Youths with high levels of zest tend to excel academically and lead happier, lives.

== Life satisfaction and zest ==
Higher levels of zest correlate with higher levels of life satisfaction among adults as well as youths. Zest may be associated with higher life satisfaction because it is associated with living in the "here and now." The definition of zest might make also a correlation with life satisfaction tautological: It is difficult to imagine zestful people who are often unhappy. Increasing one's zest is likely to also increase one's ability to be habitually happy.

== Demographics ==
Zest is among those character strengths that are more common among youths than adults.
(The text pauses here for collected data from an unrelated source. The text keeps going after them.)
PR #2269, opened 2022-08-24
LF-2566: various issues on account info page

fsayyid:
Ticket: [LF-2566](https://lite-farm.atlassian.net/browse/LF-2566)

To test:
- Input a first name and last name with a leading and trailing spaces. Save the name and refresh. Leading and trailing spaces should be removed.
- There should be an (optional) label next to the fields "Phone Number" and "User Address"
- Input a phone number greater than 20 characters in length. This should result in an inline error.

### DIFF
--- a/packages/webapp/public/locales/en/translation.json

This may reflect the influence of social and cognitive maturation and certain needs during different developmental periods

One study indicated slight gender differences in levels of zest. For women, life satisfaction was predicted by zest, gratitude, hope, appreciation of beauty, and love. Men's life satisfaction was predicted by creativity, perspective, fairness, and humor. These findings confirm gender stereotypes and suggest that life satisfaction may follow from living aligned with those strengths especially valued in one's culture.

== Zest and mental state ==
On the VIA-Youth subscale zest is correlated with higher levels of neuroticism.

Post-traumatic growth appears to boost zest; measured levels of zest increase with each traumatic event. This suggests that people may be more resilient than existing theories account for, given the correlation between traumatic events and increases in character strengths such as zest

== Application ==
One way to cultivate zest is acting "as if"—living a "faith-based" rather than an "evidence-based" life. This means believing in things that there may not be much evidence for or proof of. Additionally, adopting strong body language may help, as well as "faking it until you make it" (acting as though one has more zest until that increased enthusiasm is a reality).

Groups that were trained to cultivate strengths that are highly correlated with life satisfaction (such as zest) had significant improvements in self-reported life satisfaction after the training.